[SUPPLIED ENTRIES]

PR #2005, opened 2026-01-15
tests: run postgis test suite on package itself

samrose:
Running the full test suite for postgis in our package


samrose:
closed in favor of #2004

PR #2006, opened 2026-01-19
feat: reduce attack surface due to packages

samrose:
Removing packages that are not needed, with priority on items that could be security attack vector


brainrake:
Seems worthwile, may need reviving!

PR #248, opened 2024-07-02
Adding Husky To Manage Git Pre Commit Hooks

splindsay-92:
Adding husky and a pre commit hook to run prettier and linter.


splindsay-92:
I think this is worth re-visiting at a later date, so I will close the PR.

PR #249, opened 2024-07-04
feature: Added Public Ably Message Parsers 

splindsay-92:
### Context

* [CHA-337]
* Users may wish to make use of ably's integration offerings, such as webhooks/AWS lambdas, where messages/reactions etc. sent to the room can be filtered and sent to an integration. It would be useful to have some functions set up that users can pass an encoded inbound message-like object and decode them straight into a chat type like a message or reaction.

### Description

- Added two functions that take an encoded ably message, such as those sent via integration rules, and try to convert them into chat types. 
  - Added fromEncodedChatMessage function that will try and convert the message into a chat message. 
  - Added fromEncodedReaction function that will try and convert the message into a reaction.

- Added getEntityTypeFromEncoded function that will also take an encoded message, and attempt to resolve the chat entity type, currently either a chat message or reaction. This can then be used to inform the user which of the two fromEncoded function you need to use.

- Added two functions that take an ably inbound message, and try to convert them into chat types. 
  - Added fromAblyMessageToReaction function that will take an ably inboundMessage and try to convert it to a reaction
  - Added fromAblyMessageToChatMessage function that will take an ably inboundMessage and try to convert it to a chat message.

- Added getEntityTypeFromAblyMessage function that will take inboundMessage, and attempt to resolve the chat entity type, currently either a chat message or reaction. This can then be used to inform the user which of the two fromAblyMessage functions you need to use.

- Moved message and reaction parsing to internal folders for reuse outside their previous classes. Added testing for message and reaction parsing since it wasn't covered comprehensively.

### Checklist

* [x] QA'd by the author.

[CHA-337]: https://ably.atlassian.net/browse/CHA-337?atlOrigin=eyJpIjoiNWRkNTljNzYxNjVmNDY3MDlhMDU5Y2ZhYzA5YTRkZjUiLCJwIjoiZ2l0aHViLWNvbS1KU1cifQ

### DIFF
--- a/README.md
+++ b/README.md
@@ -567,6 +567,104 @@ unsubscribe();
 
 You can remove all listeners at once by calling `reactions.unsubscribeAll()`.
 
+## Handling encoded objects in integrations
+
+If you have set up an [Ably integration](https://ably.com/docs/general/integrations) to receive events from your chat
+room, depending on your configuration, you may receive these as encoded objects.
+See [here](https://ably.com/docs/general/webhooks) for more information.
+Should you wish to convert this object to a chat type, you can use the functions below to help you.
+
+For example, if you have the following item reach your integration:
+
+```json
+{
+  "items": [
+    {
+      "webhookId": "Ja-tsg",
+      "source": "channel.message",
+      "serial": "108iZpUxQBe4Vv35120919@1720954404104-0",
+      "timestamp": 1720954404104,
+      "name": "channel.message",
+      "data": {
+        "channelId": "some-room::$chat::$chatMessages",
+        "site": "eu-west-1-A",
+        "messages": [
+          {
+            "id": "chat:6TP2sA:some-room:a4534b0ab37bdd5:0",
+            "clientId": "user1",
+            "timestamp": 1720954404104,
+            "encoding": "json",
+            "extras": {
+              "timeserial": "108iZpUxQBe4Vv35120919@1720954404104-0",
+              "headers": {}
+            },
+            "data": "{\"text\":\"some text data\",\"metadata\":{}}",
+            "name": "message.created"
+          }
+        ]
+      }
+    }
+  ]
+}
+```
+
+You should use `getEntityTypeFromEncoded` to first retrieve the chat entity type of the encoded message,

[/SUPPLIED ENTRIES]
[SUPPLIED ENTRIES]

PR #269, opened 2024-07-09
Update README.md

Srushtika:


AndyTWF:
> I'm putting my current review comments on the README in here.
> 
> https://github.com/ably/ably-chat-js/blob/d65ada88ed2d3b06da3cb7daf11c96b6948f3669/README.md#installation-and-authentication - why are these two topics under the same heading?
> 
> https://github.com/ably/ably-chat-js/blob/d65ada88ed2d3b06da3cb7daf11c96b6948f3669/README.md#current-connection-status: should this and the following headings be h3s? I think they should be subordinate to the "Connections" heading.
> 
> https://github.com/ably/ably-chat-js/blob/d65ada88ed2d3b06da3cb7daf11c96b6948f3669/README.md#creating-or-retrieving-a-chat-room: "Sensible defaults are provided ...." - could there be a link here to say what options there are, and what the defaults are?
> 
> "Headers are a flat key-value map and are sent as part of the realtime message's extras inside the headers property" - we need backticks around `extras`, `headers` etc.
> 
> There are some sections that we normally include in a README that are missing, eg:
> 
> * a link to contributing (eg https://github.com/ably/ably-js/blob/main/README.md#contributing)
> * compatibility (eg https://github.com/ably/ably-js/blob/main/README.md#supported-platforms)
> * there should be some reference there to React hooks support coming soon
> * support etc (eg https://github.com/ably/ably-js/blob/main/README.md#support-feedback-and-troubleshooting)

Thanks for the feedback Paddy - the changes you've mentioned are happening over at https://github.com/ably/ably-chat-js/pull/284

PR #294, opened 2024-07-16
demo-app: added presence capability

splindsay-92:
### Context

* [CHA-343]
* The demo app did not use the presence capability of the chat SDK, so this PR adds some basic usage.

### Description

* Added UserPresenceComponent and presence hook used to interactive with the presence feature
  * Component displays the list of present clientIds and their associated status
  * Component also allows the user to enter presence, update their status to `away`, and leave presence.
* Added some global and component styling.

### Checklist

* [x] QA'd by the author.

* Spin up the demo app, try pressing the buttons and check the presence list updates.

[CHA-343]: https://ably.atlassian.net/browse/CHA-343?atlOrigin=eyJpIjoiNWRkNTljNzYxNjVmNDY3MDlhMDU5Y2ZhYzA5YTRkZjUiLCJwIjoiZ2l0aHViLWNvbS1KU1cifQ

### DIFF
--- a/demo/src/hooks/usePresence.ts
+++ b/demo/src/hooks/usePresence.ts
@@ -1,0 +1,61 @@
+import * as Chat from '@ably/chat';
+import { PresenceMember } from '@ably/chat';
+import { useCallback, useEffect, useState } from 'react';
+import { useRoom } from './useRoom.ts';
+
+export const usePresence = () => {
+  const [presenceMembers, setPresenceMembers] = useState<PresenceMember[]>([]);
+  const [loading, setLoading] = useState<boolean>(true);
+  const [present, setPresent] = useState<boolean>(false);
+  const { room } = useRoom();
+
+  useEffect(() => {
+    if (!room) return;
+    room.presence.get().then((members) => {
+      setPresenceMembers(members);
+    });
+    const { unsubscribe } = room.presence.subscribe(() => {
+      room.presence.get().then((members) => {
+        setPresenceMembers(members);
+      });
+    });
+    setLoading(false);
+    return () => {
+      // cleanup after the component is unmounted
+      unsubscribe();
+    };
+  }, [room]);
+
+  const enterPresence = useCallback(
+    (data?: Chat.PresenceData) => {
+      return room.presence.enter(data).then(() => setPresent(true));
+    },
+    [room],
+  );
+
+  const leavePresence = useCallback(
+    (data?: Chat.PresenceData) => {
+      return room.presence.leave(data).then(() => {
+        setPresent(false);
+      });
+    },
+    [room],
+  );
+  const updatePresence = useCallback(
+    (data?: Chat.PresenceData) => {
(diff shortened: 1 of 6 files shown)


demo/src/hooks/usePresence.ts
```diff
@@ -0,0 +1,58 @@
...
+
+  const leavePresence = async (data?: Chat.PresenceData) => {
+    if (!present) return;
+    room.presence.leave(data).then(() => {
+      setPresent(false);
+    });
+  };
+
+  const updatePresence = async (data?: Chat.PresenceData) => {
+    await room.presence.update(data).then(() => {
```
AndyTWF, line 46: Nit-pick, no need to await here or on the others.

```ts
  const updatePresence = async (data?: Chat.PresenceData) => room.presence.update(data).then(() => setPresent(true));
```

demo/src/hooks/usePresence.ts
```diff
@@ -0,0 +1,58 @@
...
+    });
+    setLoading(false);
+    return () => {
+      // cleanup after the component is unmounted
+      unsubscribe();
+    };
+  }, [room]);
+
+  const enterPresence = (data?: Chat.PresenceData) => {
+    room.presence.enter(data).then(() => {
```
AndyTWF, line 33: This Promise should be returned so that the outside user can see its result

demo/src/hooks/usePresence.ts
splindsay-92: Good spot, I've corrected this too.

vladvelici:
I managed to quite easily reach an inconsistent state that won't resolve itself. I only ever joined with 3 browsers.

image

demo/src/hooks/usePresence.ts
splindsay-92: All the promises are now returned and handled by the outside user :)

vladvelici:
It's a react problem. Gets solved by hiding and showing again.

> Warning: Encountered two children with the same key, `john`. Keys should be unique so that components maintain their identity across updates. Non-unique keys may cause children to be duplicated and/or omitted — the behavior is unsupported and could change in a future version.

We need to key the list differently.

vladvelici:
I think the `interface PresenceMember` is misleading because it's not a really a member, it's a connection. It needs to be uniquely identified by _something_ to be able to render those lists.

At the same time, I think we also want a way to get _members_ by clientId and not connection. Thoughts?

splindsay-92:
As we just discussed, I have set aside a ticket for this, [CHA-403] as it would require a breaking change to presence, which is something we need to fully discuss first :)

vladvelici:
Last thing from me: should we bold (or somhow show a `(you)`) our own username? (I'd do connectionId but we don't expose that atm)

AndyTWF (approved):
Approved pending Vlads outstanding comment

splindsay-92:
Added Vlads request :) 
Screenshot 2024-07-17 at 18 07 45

[/SUPPLIED ENTRIES]
[SUPPLIED ENTRIES]

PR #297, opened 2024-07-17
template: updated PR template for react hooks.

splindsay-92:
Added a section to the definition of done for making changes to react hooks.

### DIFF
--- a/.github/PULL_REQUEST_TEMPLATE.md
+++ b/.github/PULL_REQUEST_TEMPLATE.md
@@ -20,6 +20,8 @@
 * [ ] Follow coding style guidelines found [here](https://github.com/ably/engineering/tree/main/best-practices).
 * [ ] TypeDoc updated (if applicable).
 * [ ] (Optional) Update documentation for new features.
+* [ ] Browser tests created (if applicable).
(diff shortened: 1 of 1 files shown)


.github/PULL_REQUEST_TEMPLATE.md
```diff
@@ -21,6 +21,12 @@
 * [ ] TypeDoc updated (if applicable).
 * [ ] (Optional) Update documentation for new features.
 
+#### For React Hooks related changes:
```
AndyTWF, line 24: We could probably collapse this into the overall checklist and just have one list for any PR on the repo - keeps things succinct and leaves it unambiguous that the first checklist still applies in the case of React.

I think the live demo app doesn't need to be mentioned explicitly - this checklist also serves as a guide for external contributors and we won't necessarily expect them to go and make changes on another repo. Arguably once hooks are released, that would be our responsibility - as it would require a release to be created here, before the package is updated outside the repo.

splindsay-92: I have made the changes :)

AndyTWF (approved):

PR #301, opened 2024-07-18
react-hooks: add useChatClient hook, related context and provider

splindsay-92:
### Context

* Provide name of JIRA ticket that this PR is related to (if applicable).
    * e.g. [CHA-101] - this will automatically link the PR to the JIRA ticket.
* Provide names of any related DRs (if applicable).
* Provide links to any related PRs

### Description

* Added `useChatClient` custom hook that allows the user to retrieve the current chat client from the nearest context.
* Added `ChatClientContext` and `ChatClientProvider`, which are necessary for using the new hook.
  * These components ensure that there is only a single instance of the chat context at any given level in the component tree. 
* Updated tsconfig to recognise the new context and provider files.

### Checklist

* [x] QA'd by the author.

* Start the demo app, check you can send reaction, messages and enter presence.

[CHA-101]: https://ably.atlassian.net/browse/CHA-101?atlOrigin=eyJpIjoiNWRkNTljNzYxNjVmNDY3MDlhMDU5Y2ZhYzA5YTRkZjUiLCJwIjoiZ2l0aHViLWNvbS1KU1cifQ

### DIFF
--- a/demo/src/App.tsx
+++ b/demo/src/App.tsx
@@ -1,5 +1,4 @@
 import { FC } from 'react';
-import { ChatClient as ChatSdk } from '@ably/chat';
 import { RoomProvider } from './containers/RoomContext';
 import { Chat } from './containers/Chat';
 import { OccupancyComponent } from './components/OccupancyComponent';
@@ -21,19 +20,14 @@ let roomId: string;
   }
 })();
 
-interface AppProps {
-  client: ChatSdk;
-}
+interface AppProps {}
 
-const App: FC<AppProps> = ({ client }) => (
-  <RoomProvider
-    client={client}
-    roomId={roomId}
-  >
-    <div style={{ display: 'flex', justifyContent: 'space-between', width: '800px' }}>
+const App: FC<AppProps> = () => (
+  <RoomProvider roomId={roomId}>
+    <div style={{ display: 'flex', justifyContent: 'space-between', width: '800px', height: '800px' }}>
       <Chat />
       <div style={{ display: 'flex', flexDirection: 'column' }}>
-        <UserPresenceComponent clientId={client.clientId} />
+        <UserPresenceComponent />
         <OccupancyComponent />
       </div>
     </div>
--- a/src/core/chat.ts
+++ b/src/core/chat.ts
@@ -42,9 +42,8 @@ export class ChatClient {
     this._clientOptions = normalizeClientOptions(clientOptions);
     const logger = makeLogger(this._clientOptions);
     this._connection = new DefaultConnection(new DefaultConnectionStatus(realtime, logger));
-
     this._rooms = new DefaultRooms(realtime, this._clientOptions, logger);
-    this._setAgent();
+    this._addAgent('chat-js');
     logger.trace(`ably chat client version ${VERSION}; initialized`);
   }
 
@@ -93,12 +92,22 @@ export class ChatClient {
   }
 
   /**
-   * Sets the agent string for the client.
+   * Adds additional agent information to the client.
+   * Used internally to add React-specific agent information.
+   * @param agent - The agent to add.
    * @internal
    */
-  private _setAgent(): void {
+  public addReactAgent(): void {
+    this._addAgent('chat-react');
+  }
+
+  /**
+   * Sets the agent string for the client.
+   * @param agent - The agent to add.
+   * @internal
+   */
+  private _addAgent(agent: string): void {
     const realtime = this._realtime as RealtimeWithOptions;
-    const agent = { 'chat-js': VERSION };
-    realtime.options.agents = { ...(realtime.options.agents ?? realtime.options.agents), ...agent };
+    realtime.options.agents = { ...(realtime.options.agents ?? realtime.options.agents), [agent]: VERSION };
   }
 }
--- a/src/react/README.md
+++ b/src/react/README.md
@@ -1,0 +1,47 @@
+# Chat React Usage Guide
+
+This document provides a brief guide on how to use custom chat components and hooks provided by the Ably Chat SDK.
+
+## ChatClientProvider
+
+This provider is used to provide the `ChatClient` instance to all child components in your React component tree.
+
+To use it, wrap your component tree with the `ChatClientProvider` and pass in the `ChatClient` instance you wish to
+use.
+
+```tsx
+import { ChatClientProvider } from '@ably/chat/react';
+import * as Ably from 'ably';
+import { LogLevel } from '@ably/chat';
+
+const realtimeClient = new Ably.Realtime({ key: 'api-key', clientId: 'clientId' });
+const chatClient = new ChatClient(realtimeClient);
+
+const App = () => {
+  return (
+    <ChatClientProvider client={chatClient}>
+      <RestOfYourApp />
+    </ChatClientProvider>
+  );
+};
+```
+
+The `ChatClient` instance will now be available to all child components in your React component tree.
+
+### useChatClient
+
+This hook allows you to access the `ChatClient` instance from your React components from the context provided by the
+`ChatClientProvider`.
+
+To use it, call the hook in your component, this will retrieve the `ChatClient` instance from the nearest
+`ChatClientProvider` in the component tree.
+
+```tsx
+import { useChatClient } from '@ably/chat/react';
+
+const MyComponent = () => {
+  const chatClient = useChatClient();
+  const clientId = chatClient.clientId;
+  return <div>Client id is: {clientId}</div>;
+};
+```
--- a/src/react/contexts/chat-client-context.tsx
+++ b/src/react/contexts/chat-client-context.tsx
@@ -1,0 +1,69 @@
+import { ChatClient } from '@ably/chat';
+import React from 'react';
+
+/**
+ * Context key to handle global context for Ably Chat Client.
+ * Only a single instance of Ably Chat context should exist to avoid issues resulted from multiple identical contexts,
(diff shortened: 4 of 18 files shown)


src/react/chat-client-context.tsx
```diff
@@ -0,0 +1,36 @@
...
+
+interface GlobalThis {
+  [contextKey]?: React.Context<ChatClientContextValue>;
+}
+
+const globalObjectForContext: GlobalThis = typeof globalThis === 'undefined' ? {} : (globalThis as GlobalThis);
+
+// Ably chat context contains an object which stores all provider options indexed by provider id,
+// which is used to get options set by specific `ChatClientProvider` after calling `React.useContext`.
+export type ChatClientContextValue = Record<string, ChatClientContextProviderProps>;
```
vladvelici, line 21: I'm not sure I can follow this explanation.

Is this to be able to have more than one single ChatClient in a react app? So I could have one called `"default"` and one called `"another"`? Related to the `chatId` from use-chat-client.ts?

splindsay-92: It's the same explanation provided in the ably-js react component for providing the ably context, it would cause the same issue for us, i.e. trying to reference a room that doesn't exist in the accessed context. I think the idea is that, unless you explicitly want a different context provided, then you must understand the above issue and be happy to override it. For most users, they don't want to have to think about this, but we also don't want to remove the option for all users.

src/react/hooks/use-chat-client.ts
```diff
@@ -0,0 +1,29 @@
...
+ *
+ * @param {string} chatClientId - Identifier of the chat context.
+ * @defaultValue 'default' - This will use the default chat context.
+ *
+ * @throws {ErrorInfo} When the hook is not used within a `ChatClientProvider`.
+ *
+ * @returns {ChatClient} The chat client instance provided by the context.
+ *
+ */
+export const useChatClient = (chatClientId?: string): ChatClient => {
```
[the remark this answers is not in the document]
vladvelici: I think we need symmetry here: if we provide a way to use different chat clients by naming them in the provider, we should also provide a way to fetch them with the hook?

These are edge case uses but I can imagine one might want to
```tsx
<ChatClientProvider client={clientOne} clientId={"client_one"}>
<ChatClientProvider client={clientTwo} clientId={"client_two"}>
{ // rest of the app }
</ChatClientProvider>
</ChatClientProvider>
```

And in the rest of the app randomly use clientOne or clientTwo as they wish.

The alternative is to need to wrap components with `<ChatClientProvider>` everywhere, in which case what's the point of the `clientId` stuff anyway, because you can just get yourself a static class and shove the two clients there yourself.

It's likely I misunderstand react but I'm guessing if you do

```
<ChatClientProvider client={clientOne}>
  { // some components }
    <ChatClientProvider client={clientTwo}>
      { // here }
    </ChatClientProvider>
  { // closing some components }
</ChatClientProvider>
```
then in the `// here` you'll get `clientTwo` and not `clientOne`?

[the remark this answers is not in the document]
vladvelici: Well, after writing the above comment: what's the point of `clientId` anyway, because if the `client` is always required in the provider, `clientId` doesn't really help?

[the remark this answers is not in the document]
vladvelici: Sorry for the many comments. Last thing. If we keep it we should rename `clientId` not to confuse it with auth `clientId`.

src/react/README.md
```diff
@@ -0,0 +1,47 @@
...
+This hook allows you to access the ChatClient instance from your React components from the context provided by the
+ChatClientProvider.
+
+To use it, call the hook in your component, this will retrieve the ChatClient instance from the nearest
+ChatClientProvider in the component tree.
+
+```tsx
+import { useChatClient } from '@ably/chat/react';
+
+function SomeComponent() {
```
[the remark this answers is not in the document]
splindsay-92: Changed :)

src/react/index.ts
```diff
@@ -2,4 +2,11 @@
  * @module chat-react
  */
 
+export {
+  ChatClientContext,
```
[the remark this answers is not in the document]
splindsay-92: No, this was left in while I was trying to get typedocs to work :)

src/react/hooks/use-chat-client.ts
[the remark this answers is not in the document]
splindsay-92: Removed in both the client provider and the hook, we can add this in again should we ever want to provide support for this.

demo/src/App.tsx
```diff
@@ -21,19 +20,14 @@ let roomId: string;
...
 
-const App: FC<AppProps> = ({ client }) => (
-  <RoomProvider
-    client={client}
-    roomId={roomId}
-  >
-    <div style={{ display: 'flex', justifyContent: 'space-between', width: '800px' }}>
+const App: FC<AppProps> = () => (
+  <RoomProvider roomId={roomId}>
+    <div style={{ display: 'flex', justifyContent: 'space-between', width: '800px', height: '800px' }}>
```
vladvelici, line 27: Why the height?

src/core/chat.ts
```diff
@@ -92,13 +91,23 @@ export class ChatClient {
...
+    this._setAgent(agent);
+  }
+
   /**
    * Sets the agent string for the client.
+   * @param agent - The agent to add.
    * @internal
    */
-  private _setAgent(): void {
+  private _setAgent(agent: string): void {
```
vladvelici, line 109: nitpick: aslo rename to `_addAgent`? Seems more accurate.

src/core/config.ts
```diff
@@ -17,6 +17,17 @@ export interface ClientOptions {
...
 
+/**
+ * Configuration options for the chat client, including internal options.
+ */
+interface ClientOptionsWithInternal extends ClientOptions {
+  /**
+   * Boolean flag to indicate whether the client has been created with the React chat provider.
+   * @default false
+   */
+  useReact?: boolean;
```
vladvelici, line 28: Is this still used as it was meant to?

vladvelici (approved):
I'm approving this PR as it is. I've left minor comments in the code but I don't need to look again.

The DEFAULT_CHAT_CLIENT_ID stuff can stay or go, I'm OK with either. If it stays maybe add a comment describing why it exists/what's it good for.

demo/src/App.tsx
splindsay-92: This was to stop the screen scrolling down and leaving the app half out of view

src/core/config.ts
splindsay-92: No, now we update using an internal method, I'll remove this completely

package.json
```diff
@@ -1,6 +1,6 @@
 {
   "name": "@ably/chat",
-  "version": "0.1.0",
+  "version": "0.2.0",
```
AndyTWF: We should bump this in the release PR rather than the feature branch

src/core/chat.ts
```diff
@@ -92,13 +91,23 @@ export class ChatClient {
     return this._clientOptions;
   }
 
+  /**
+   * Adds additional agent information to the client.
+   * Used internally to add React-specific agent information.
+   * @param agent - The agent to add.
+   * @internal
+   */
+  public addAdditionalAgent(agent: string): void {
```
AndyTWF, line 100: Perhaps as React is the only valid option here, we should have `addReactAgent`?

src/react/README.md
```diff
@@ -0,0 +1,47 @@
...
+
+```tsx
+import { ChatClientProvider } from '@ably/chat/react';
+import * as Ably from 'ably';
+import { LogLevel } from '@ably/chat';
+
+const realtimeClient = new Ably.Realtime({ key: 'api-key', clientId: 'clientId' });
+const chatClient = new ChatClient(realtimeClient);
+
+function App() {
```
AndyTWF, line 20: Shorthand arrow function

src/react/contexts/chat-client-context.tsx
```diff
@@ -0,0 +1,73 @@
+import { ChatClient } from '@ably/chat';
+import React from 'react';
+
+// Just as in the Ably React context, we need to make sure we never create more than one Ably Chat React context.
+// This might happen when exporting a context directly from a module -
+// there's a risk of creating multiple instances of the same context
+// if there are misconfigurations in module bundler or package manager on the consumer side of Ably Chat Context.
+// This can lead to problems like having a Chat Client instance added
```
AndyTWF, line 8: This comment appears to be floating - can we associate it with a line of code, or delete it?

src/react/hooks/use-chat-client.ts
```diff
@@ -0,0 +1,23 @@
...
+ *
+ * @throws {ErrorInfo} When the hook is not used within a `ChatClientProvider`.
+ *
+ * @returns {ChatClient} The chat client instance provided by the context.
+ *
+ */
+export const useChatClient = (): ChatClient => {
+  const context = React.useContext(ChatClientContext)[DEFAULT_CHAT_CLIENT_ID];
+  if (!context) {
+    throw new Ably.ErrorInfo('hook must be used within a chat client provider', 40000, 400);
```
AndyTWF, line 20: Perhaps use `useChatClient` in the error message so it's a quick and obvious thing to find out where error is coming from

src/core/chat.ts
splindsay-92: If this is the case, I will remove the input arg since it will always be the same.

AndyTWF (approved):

[/SUPPLIED ENTRIES]

ASSIGNMENT >> Which lines in the records above include the word "objects"? Copy them out.

REPLY >>
+## Handling encoded objects in integrations
+room, depending on your configuration, you may receive these as encoded objects.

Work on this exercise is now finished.